About this exercise: In the records below, some lines contain the word "clamp". Copy each of them.

Given records:
BEGIN

PR #269, opened 2026-08-11
fix: validate serve config, escape admin client paths, surface dropped audit errors (#238)

### LINKED ISSUE #238: Low-severity cleanup: code correctness, dead code, docs drift, missing tests (C31/C33/C34/C35/C37/C40 + audit hygiene)

forge-rubigd:
PR-2 of the #238 review series — a batch of low-severity correctness fixes. **Does not close #238** (later slices remain: flag fix-vs-document fork, dead-code, docs-drift, missing-tests).

## Changes

**C33 — `parseMaxAge` rejects a negative cutoff on both parse paths.** The d/w/y suffix path already guarded `val < 0`, but the fall-through `time.ParseDuration` path accepts `"-24h"` (and `"-1h30m"`, `"-30m"`, …) without error, so a negative recency cutoff slipped through silently. Refactored to a single post-parse sign gate both paths funnel through, rather than a second parallel guard — the asymmetry was the defect, so the fix removes it rather than duplicating it. A negative cutoff is meaningless (it selects mail "newer than a moment in the future").

**C34 — clamp a non-positive `inbound-imap-poll-interval` before `time.NewTicker`.** `time.NewTicker` panics on a duration `<= 0`, so `--inbound-imap-poll-interval=0` (or negative) would crash `serve`. `runSyncLoop` now clamps to the flag default and warns, mirroring the telegram poll loop's floor. Extracted as a pure `resolvePollInterval` helper for testability.

**C40 — `url.PathEscape` every caller-supplied path segment in the admin client.** Message ids and inbox names can carry `/`, `?`, `#`, or spaces; unescaped they alter the route or spill into a query/fragment. All nine id/inbox interpolations (Show, Approve, ApproveAs, ReSend, Reject, HeldContent, Expose, Drop, ReleaseReconcile) are now escaped. The server matches wildcard segments and reads them decoded (`r.PathValue`), so the escape round-trips.

**admin-addr warn.** `serve` warns when `admin-addr` binds a routable address — not loopback, and not the unspecified address (`0.0.0.0`/`::`). The admin API is token-gated but intended for loopback / container-internal use (ADR 0029). The unspecified address is deliberately exempt: it is the documented container pattern where the host narrows exposure (bind `0.0.0.0` inside, publish `127.0.0.1:PORT` outside), so warning on it would cry wolf on every correct container deploy.

**audit-log.** Both retraction audit sites (reconcile pass + on-demand `FetchContent` stale-mapping drop) now log a failed best-effort audit append instead of discarding it (`_ = Append(...)`), so a silently broken audit sink leaves a signal. The retraction still commits regardless (ADR 0011).

## Tests (failing-before / passing-after)

- `TestParseMaxAge`: negative cases on both parse paths (`-2d` suffix, `-24h`/`-1h30m`/`-30m`/`-500ms` standard-unit).
- `TestResolvePollInterval` + `TestDefaultInboundPollIntervalMatchesFlag`: clamp behavior + a guard that the fallback const matches the flag's `default:` tag (they can drift — the tag is a string literal that cannot reference the const).
- `TestAdminAddrIsExposed`: routable vs loopback/unspecified/hostname/garbage classification.
- `TestClientEscapesPathSegments`: an id/inbox carrying URL-significant characters round-trips to the correct decoded `PathValue` across the endpoint family (both prefixes, both parameters) — guards the escape being applied to every sibling, not most.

END

Exercise answer:
**C34 — clamp a non-positive `inbound-imap-poll-interval` before `time.NewTicker`.** `time.NewTicker` panics on a duration `<= 0`, so `--inbound-imap-poll-interval=0` (or negative) would crash `serve`. `runSyncLoop` now clamps to the flag default and warns, mirroring the telegram poll loop's floor. Extracted as a pure `resolvePollInterval` helper for testability.
- `TestResolvePollInterval` + `TestDefaultInboundPollIntervalMatchesFlag`: clamp behavior + a guard that the fallback const matches the flag's `default:` tag (they can drift — the tag is a string literal that cannot reference the const).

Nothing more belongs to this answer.